Les partenaires sociaux considèrent qu’à partir du moment où ils se sont mis d’accord sur un sujet, le gouvernement n’a normalement pas à modifier dans un sens ou dans un autre cet accord. Cette position a été notamment respectée en ce qui concerne l’accord interprofessionnel sur la formation et la loi qui a suivi,qui datent de 2003.
On notera ici que cette position n’est acceptable que si l’accord en question ne se fait pas au détriment de catégories de la population non représentées dans la négociation, ou ne débouche pas sur des décisions incompatibles avec les engagements de la France (droit communautaire part exemple ) mais je ne connais pas de cas où la question s’est posée.
Le gouvernement peut aussi renforcer l’accord en y consacrant des moyens. Pour reprendre le cas du DIF , il aurait pu abonder le système.
Il reste que le gouvernement dans ces cas là n’a pratiquement aucune marge de manœuvre s’il veut respecter la négociation sociale, et que les députés n’en ont pas non plus, ce qui peut ne pas leur plaire.
Depuis plusieurs décennies, le cas ne se présentait guère, le gouvernement ayant pris l’habitude de légiférer en ne s’appuyant pas sur la négociation mais en se contentant de consulter les partenaires sociaux.
Progressivement, le pouvoir a pris conscience qu’un tel comportement contribuait à affaiblit les syndicats. La gauche française ayant tendance à vouloir décider le social (elle considère qu’elle est forcément sociale), c’est la droite qui a commencé à partir de 2002 à inciter les partenaires sociaux à se mettre d’accord avant de légiférer. Depuis, la gauche a évolué sur le sujet. Ségolène Royal prévoyait dans son programme de convoquer de grandes conférences pour débattre d’un tas de sujet (y compris de sujets en dehors du champ normal du pouvoir, mais on est là dans les coutumes françaises, parfois partagées par la droite, surtout quand elle est dirigée par un activiste à tout crin).
Le gouvernement Fillon, bien décidé à avancer sur les thèmes du contrat de travail et de sa rupture ainsi que celui de la représentativité syndicale, a donc demandé aux partenaires sociaux de se mettre d’accord, avec la menace de légiférer seul en cas de non aboutissement. Dans les deux cas, les négociations ont débouché sur un accord, non signé par toutes les parties, mais par une majorité d’entre elles.
Dans le cas de la représentativité, la CGT est signataire à coté du Médef et de la CFDT, mais pas FO, qui craint de se faire marginaliser.

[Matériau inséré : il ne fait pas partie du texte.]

PR #3859, opened 2024-11-14
feat: Random number channel for Examples

andiwand:
Utility to create independent random number channels which allows to have stable streams for different purposes. For example smearing bound parameters will create different results depending on which parameters are smeared and in which order. Having different channels avoids this.


andiwand:
Superseded by https://github.com/acts-project/acts/pull/3861

PR #3862, opened 2024-11-15
refactor!: Use `double` for material

andiwand:
There is no good reason to use `float` for material properties and calculations, we just end up doing a bunch of `float` `double` conversions. The only good reason for `float` is to keep the storage low which is still the case with this PR.

## Release Notes

- **New Features**
  - Added new constant `kAvogadro` for Avogadro's number to enhance calculations involving moles.
  - Introduced static methods for predefined material parameters for vacuum conditions.
  - Added a new test case for validating material mapping functionality in both rz and xyz coordinate systems.

- **Improvements**
  - Updated various methods and parameters across multiple classes to use `double` instead of `float`, enhancing precision in calculations related to material properties and interactions.
  - Improved documentation comments for clarity on physical constants.

- **Bug Fixes**
  - Adjusted tests to ensure that comparisons are based on absolute differences for material properties, enhancing test accuracy.


andiwand:
image
image

AJPfleger:
I started to work on the same topic in
- https://github.com/acts-project/acts/pull/3609

In a first attempt, I changed all instances as well but it messed up the tests. To understand, where the problem comes from, I believe it is necessary, to do it in smaller steps. (What I tried above, but still too course.)

Of course the problem lies in some rounding, since a lot of calculations are done in `double` but then stored as `float`. We need to understand which steps cause the changes in the output, since it is very likely, that we are doing some comparisons between `float`s which lead to different behaviour when looking at more digits. Therefore, we probably need to reintroduce some comparison operators or understand if we actually need to do those comparisons.

andiwand:
I already adopted the tests here. I don't think we should change any `==` operators. Changing them breaks the interface. I would rather remove them as they are not very useful anyways.

AJPfleger:
Most of the unit tests are not an issue - that we need to compare to a double instead of a float is straight forward. But the physmon changes are complicated. Have you had time to analyse them?

Just a few examples:
Here we have shifts:
image
image
image

Here a lot of stuff going on:
image

We don't need to change the `==`-operator, we could also change the place where it is used incorrectly. But I don't know if there is an actual case, where we use it, since I didn't get that far in my analysis yet :( Before changing anything, we need to understand, why it isfailing.

andiwand:
I don't think it is worth looking into these physmon changes in detail as there is no structure to it. They all look consistent to low stat fluctuations. We change how material interactions are numerically represented so such changes in physmon are expected.

I can check how easy it is to remove the `==` operators.

paulgessinger:
@AJPfleger @andiwand are we happy with this? If so, the references need to be updated, and then we can get this in!

AJPfleger:
I am not happy with this, since we don't understand what causes the changes. The material was (supposedly) tested with `float`. Just changing to `double` adds more uncertainty to the model.

> They all look consistent to low stat fluctuations

Then we need to repeat it with larger statistics.

> physmon changes in detail as there is no structure to it

There is a structure in the changes. We have shifts in numerous plots. If they are not significant due to the statistics, we need larger statistics.

andiwand:
Well in this case we can close the PR then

Or le gouvernement modifie un point de l’accord (dit position commune), concernant le temps de travail : les signataires ont prévus la possibilité pour les entreprises de déroger au contingent maximum d’heures supplémentaires, sous la condition d’un accord majoritaire des organisations représentatives (c'est-à-dire signé par des syndicats ayant obtenu plus de 50% des voix). Le texte gouvernemental prévoit la possibilité pour la direction de choisir les salariés à qui il fait profiter de la mesure (comme dans la loi TEPA d’ailleurs) et limite à 30% le poids nécessaire pour les signataires.
La presse présente ce coup de canif comme une concession aux députés. En réalité, d’après des sources bien informées, le ministère du travail a fait savoir au groupe UMP que si des députés voulaient se faire remarquer en proposant des amendements, le ministère se ferait un plaisir de leur proposer discrètement des idées.

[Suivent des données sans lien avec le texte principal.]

PR #3877, opened 2024-11-20
feat: Helpers to calculate residuals, chi2 and unbiased states

andiwand:
This came up a couple of times and it really should be in core so I added helpers to
- calculate residuals and their covariance for predicted, filtered and smoothed states
- calculate chi2 for these
- calculate unbiased parameters and covariance

For now I added them to `TrackHelpers.hpp` but potentially this could also live in the `TrackStateProxy`.

## Summary by CodeRabbit

- **New Features**
	- Introduced new helper functions for track state calculations, including methods for computing predicted, filtered, and smoothed residuals and chi-squared values.
	- Added functionality to calculate unbiased track parameters and their covariance.

- **Bug Fixes**
	- Simplified the logic for calculating unbiased track parameters, improving maintainability and reducing complexity.

- **Documentation**
	- Updated method signatures and descriptions to reflect changes in functionality.


andiwand:
cc @pbutti @paulgessinger

Core/include/Acts/Utilities/TrackHelpers.hpp
```diff
@@ -493,6 +497,136 @@ void trimTrack(track_proxy_t track, bool trimHoles, bool trimOutliers,
...
+    track_state_proxy_t trackState) {
+  // calculate the unbiased track parameters (i.e. fitted track parameters with
+  // this measurement removed) using Eq.(12a)-Eq.(12c) of NIMA 262, 444 (1987)
+
+  return visit_measurement(trackState.calibratedSize(), [&](auto N) {
+    constexpr int measdim = decltype(N)::value;
+
+    auto H =
+        trackState.projector().template topLeftCorner<measdim, eBoundSize>();
+    auto s = trackState.smoothed();
```
pbutti, line 619: Maybe add check that trackState has smoothed and has projector otherwise throw exception to avoid users calling this on wrong state type? Maybe just check that trackState is measurement type?

andiwand: @paulgessinger do you have an opinion on this? should we already throw in `smoothed()` or `calibratedSize`? or should this always be handled downstream?

Core/include/Acts/Utilities/TrackHelpers.hpp
```diff
@@ -493,6 +497,136 @@ void trimTrack(track_proxy_t track, bool trimHoles, bool trimOutliers,
...
+std::pair<ActsVector<nMeasurementDim>, ActsSquareMatrix<nMeasurementDim>>
+calculateFilteredResidual(track_state_proxy_t trackState) {
+  using MeasurementVector = ActsVector<nMeasurementDim>;
+  using MeasurementMatrix = ActsSquareMatrix<nMeasurementDim>;
+
+  auto subspaceHelper =
+      trackState.template fixedBoundSubspaceHelper<nMeasurementDim>();
+
+  MeasurementVector measurement = trackState.calibrated();
+  MeasurementMatrix measurementCovariance = trackState.calibratedCovariance();
```
paulgessinger, line 535: This takes copies of the vector and matrix. Do we need these?

Core/include/Acts/Utilities/TrackHelpers.hpp
```diff
@@ -493,6 +497,136 @@ void trimTrack(track_proxy_t track, bool trimHoles, bool trimOutliers,
...
+std::pair<ActsVector<nMeasurementDim>, ActsSquareMatrix<nMeasurementDim>>
+calculateSmoothedResidual(track_state_proxy_t trackState) {
+  using MeasurementVector = ActsVector<nMeasurementDim>;
+  using MeasurementMatrix = ActsSquareMatrix<nMeasurementDim>;
+
+  auto subspaceHelper =
+      trackState.template fixedBoundSubspaceHelper<nMeasurementDim>();
+
+  MeasurementVector measurement = trackState.calibrated();
+  MeasurementMatrix measurementCovariance = trackState.calibratedCovariance();
```
paulgessinger, line 559: Also copies here.

Core/include/Acts/Utilities/TrackHelpers.hpp
paulgessinger: `smoothed` and `calibratedSize` only check as assertions, not explicitly. 

There exists `hasSmoothed`, which could be checked, but that only checks if the allocation is present or not. Equivalently, I believe you can check if `calibratedSize()` is `kInvalid` to check if a measurement is allocated.

Probably the extra check isn't to expensive to just do unconditionally but I never tried this out.

paulgessinger (commented):
Good idea. The new public functions would need at least doxygen comments.

pbutti (dismissed):

paulgessinger:
Sonar has a couple of valid points on the usage of `auto` parameters in lambdas where the parameter is then actually used.

andiwand:
> Sonar has a couple of valid points on the usage of `auto` parameters in lambdas where the parameter is then actually used.

@paulgessinger I think this is the code I copied from other places to do the `visit_measurement` unroll magic. Do you think we should change this coherently in all places to use `template` instead of `auto`?

paulgessinger:
@andiwand This only complains about cases where the template parameter is subsequently accessed. Indeed, this only became possible in C++20 with explicit template parameters to lambdas.

Ultimately, we should migrate to it, but I personally think updating this incrementally is fine.

Core/include/Acts/Utilities/TrackHelpers.hpp
```diff
@@ -493,6 +497,216 @@ void trimTrack(track_proxy_t track, bool trimHoles, bool trimOutliers,
...
+    throw std::invalid_argument("track state has no calibrated parameters");
+  }
+
+  return visit_measurement(
+      trackState.calibratedSize(),
+      [&]<std::size_t measdim>(std::integral_constant<std::size_t, measdim>) {
+        auto [residual, residualCovariance] =
+            calculatePredictedResidual<measdim>(trackState);
+
+        return residual.transpose() * residualCovariance.inverse() * residual;
```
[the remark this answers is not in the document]
andiwand: I think this is something we could generally do better in ACTS. can you open an issue about this @coderabbitai?

paulgessinger (approved):

acts-project-service:
## :red_circle: Athena integration test results [93d878140c530a157ba61b2a3a0f61caaf58da3a]
Please investigate the [build job](https://gitlab.cern.ch/acts/acts-athena-ci/-/jobs/46550127) for the [pipeline](https://gitlab.cern.ch/acts/acts-athena-ci/-/pipelines/8597661)!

Les syndicats sont doublement furieux : sur le principe (le Médef a décidé de les soutenir) et sur le sujet (le temps de travail), particulièrement chatouilleux pour la CFDT. Le gouvernement réplique que le thème du temps de travail faisait partie du programme sur lequel il a été élu.
Affaire à suivre. J’espère avoir le temps de revenir rapidement sur d’autres aspects de cette affaire, mais j’ai déjà été long.